• **Supplied material**
□ □ □ □ □ □ □
PR #5816, opened 2026-01-20
[Kingston][Sutton][WW] Amend small items warning text

chrismytton:
There's no charge for small items collection, so update the text to reflect that.

For FD-6510

### DIFF
--- a/templates/web/base/waste/bulky/summary.html
+++ b/templates/web/base/waste/bulky/summary.html
@@ -45,7 +45,7 @@ SET data = form.saved_data;
           <div class="govuk-warning-text error">
             <div class="govuk-warning-text__content">
               Please carefully read all the details for your booking including the items as you
-              won't be able to amend the booking once you have paid for the service.
+              won't be able to amend the booking once submitted.
             </div>
           </div>
         [% ELSE %]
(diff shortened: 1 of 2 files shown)


templates/web/base/waste/bulky/summary.html
```diff
@@ -41,7 +41,14 @@ <h2 class="govuk-heading-l govuk-!-margin-bottom-5">Booking Summary</h2>
   [% UNLESS problem %]
     <div class="govuk-grid-row">
       <div class="govuk-grid-column-two-thirds">
-        [% IF cobrand.moniker == 'sutton' || cobrand.moniker == 'kingston' %]
+        [% IF cobrand.moniker == 'sutton' AND small_items %]
```
MorayMySoc: I think this applies to Kingston too as further down (125) in a k/s block we exclude mentioning charging for both if it's small items...

chrismytton: Yeah, though the Freshdesk ticket is "Sutton small items collection - text change", so I wonder if its worth just doing Sutton for now and then asking if they intended it to cover Kingston as well?

dracos: Only Sutton have small items at present, though we can probably assume Kingston will want to at some point in future, so I'd probably have this apply to both now anyway, yeah.

MorayMySoc (approved):

PR #1127, opened 2023-04-24
Search ui for global search

### LINKED ISSUE #498: AfricanLII: search across multiple LIIs

actlikewill:
- Updates search ui

image

image

closes #498


peachjam_search/templates/peachjam_search/search.html
```diff
@@ -6,6 +6,11 @@
 {% block page-content %}
   <div>
     <div class="container pt-lg-5 pt-2 pb-5">
+      <p class="lead text-center">
+        {% blocktrans trimmed %}
+        Search regional and national African legal information.
```
longhotsummer, line 11: This will need to be done in the africanlii app so that other places don't pick it up.

actlikewill: @longhotsummer This view is served by the peachjam_search app not the main peachjam app. Whats the best way to override it?

peachjam/js/locale/sw/translation.json
```diff
@@ -50,6 +50,7 @@
   "Search documents by flynote": "Tafuta nyaraka kwa flynote",
   "Search documents by headnote holding": "Tafuta hati kwa kutumia muhtasari",
   "Search documents by judges": "Tafuta nyaraka kwa kutumia majaji",
+  "Search documents by jurisdiction": "Tafuta nyaraka kwa kutumia mamlaka za kisheria",
   "Search documents by title": "Tafuta hati kwa kutumia kichwa cha habari",
```
actlikewill, line 54: @longhotsummer I added this translation for swahili. The other locales do not have the translation for this string. i.e french and portugese

peachjam_search/views.py
```diff
@@ -174,7 +175,10 @@ class SearchView(TemplateView):
 
     def get_context_data(self, **kwargs):
         context = super().get_context_data(**kwargs)
-        context["labels"] = {"author": Author.model_label}
+        context["labels"] = {
+            "author": Author.model_label,
+            "searchPlaceholder": _(f"Search {settings.PEACHJAM['APP_NAME']}"),
```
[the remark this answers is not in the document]
actlikewill: Cool. Changed.

peachjam_search/templates/peachjam_search/search.html
longhotsummer: Create a file called `africanlii/templates/peachjam_search/search.html` and it will override this one, like normal. You'll need to setup a block in the base template to override it easily in the new template.

peachjam/js/components/FindDocuments/AdvancedSearch.vue
```diff
@@ -94,6 +94,29 @@
               >
             </div>
           </div>
+          <div class="col-12 mb-3">
```
longhotsummer, line 97: There's a pending change to substantially alter how advanced search works. I suggest you don't add this now, and it can be added later, once that PR is merged.

peachjam_search/templates/peachjam_search/search.html
actlikewill: :sweat_smile:  I forgot that you can simply subclass a template, I was thinking I had to pull the search app into africanlii

peachjam/js/components/FindDocuments/AdvancedSearch.vue
actlikewill: @longhotsummer I've removed what I added in advanced search.

longhotsummer (approved):

PR #1128, opened 2023-04-25
Add ordering mechanism for courts

nickmwangemi:
This PR adds a mechanism for ordering courts and court classes in a hierarchical manner.

Before:
image

After:
image


peachjam/views/judgment.py
```diff
@@ -15,7 +15,7 @@ def get_context_data(self, **kwargs):
 
         court_classes = (
             CourtClass.objects.select_related("courts")
-            .order_by("name", "courts__name")
+            .order_by("courts__order", "name", "courts__name")
```
longhotsummer, line 18: I don't think this makes sense. Once the court classes also have an `order` field added, then this can be adjusted to take that into account.

nickmwangemi:
> Great. I'm assuming you have tested multiple court classes and that it all works as expected.

Yes. If a number of court classes have the same ordering, it defaults to the name, in alphabetical order.

PR #1133, opened 2023-04-26
Use SVG flag icons rather than emoji

longhotsummer:
This is because Windows doesn't have a built-in font for emoji flags :(

See https://nolanlawson.com/2022/04/08/the-struggle-of-using-native-emoji-on-the-web/

image


actlikewill:
@longhotsummer Does the css need to be explicitly imported somewhere?

actlikewill (approved):

PR #1136, opened 2023-04-30
Adds 1x1 flags

actlikewill:
- Adds the missing flags  folder
- The deploys are failing because the flag.min.css file is references these files. 
- I tried editing the file to remove the references they are too many. It is easier just adding the folder.


longhotsummer:
Thanks

PR #1140, opened 2023-05-02
Fix ranker with renamed field

actlikewill:
- Update the ranker with the new ranking field.


actlikewill:
@longhotsummer I had not updated the ranker with the previous PR,

peachjam/migrations/0070_alter_work_ranking.py
```diff
@@ -0,0 +1,18 @@
...
+
+
+class Migration(migrations.Migration):
+
+    dependencies = [
+        ("peachjam", "0069_rename_rank_work_ranking"),
+    ]
+
+    operations = [
+        migrations.AlterField(
```
longhotsummer, line 13: What is different here to the previous migration?

longhotsummer (approved):

peachjam/migrations/0070_alter_work_ranking.py
longhotsummer: oh the label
□ □ □ □ □ □ □
• **Task goal**
Only lines that contain "because" are needed, so copy each of them from the data.

• **Your response**
This is because Windows doesn't have a built-in font for emoji flags :(
- The deploys are failing because the flag.min.css file is references these files. 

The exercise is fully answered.